For the first time in more than two decades, Northwell Health has a new leader.

Dr. John D’Angelo begins serving as president and CEO of the New York health system today. He succeeds Michael Dowling, who has led Northwell since 2002 and is moving into the role of CEO emeritus and will continue to advise the system.

While he takes a new role, D’Angelo is a familiar face at Northwell. He has spent more than 25 years in the system, beginning his career at Northwell as an emergency physician. Most recently, he served as executive vice president of the health system’s central region.

Now, D’Angelo is leading a system with 28 hospitals, over 1,000 care sites, more than 100,000 employees, and more than $22 billion in revenue.

In an interview with Chief Healthcare Executive®, D’Angelo expresses enthusiasm and appreciation for his new role. He cites his first priority as ensuring a smooth transition into the chief executive role.

But he also talks about the continued integration of Nuvance Health, which operates seven hospitals in New York and Connecticut. Northwell completed the acquisition of Nuvance in May, expanding the system’s footprint beyond New York.

He also is looking at the ongoing digital transformation of the hospital, and he says he recognizes the need to take care of Northwell’s staff.

D’Angelo says he wants to ensure that Northwell is “keeping the patient at the center of everything we do … but also keeping the people that take care of the patients as a high priority for us.”

He also makes it clear that Northwell’s mission goes beyond taking care of the medical needs of patients.

“I fully subscribe to what I think differentiates Northwell,” he says. “We really have been leaders in overall wellness and societal wellness.”

He points to addressing the social determinants of health, behavioral health, substance use disorder, and gun violence. Northwell holds an annual forum on gun violence.

“These are all critically important to overall health, and I think it's our responsibility to be at the forefront of those discussions. So that won't change,” he says.

(See part of our conversation in this video. The story continues below.)

Learning inside and out

Northwell’s board selected D’Angelo after evaluating candidates from inside and outside the organization. Dowling says he has been talking regularly with D’Angelo, and says that he’s well prepared to lead the system.

“He's been in the system a long time, and he's had major leadership roles in the health system, and so we've worked together for all of those years,” Dowling says. “I obviously wanted to make sure that we had an inside person to succeed me, because I'm a big believer that bringing an outside person can cause more trouble than the alternative.”
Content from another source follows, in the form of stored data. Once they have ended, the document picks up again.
Issue #6350, opened 2017-06-05
Version 1.8.2 three times slower to launch


technoblogy:
I've been comparing the time to launch 1.6.8, 1.8.1, and 1.8.2 on a MacBook Pro (Mac OS X 10.11.6).

Both 1.6.8 and 1.8.1 take 4 seconds, but 1.8.2 takes 13 seconds, over three times slower.

Any suggestions why this might be?

PaulStoffregen:
Maybe the newer JRE?

gilbertoverg:
I have the same issue, for me the launch time for 1.8.2 and 1.8.3 is 27 seconds

bperrybap:
Some of the problem (maybe most of it) is due to something in the IDE that ends up scanning the users sketchbook libraries and cores multiple times. It does this on startup or any time you switch cores.
I don't understand multiple scans would ever be necessary.

This has existed for many years but seems to have gotten worse recently.
It gets particularly slow when your sketchbook directory is across a network mount.

In the past it was very obvious for me as certain IDEs had some foolish naming restrictions on library directory names and I would have to answer the same prompt for a given library directory name up to 9 times for each directory it didn't like on startup or whenever I switched cores.
i.e. I'd get a slew warnings for directory names it didn't like - each of which must be individually acknowledged, and then this same sequence would repeat over and over again until the IDE finally started. 
It was a total pain.
The new IDEs no longer have the restrictions on directory names and hence don't toss up the warnings that you must acknowledge but they seem to still do the multiple scans of the users sketchbook libraries.

gilbertoverg:
@bperrybap I agree with you, I can see Arduino scanning libraries during startup with:
```sudo fs_usage pid <Arduino pid>```

technoblogy:
Thank you for confirming that I'm not the only one who has found this. I definitely think it would be worth the developers spending a bit of time to fix this.

cmaglie:
The multiple scanning of the libraries can be surely optimized, but it has been like this well before 1.8.1, IMHO the cause of the slow down should be searched elsewhere.

bengtmartensson:
I have found that "phony" serial ports (e.g. Bluetooth virtual such) can be startup time culprit. Can this be an issue here?

f3rland:
Thanks for pointing that out @bengtmartensson 
[...]

PR #6419, opened 2017-06-23
Only rescan libraries folders when really needed

facchinm:
Scanning libraries is an heavy task if the sketchbook becomes huge;
This patch targets two points:

- remove the rescan() after setLibrariesFolders(), which already performs a rescan
- call setLibrariesFolders() only when the folder list has changed
  - This ensures that no scan is performed when changing board in the same architecture

Could mitigate #6350


cmaglie:
Manually merged.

D’Angelo says he has been preparing for the role, and part of that work has included talking with people across the organization.

“I've been learning, listening,” D’Angelo says. “Even though I've been here for 25 years, you’ve got to get out there asking people, with different perspectives, what's working? What do we need to protect? What do we need to change?”

D’Angelo says he’s also been picking Dowling’s brain on dealing with important players outside of the organization. Dowling has been helping D’Angelo build relationships.

“I feel I am kind of an expert on Northwell and all the inner workings of Northwell and the operations of Northwell, and the people at Northwell,” he says. “I've been really trying to learn from him a lot of the external environment, and a lot of the key stakeholders. He's well in tune to a lot of the regulatory side and the policymakers.”

D’Angelo says he’s committed to ensuring a smooth transition as CEO. There are some leaders who are retiring, and D’Angelo has been working to fill some positions.

He also says that he is “rethinking what that team looks like, competencies, how we operate, and what's the overall operating model of the leadership structure in the organization.”

Image: Northwell Health

After 23 years, Michael Dowling, left, has stepped down as Northwell Health's president and CEO. He stands with his successor, Dr. John D'Angelo, who takes over as CEO today. D'Angelo has been with Northwell for 25 years.

Integrating Nuvance

Northwell is in the midst of integrating Nuvance Health, which operates hospitals and healthcare locations in western Connecticut and New York’s Hudson Valley.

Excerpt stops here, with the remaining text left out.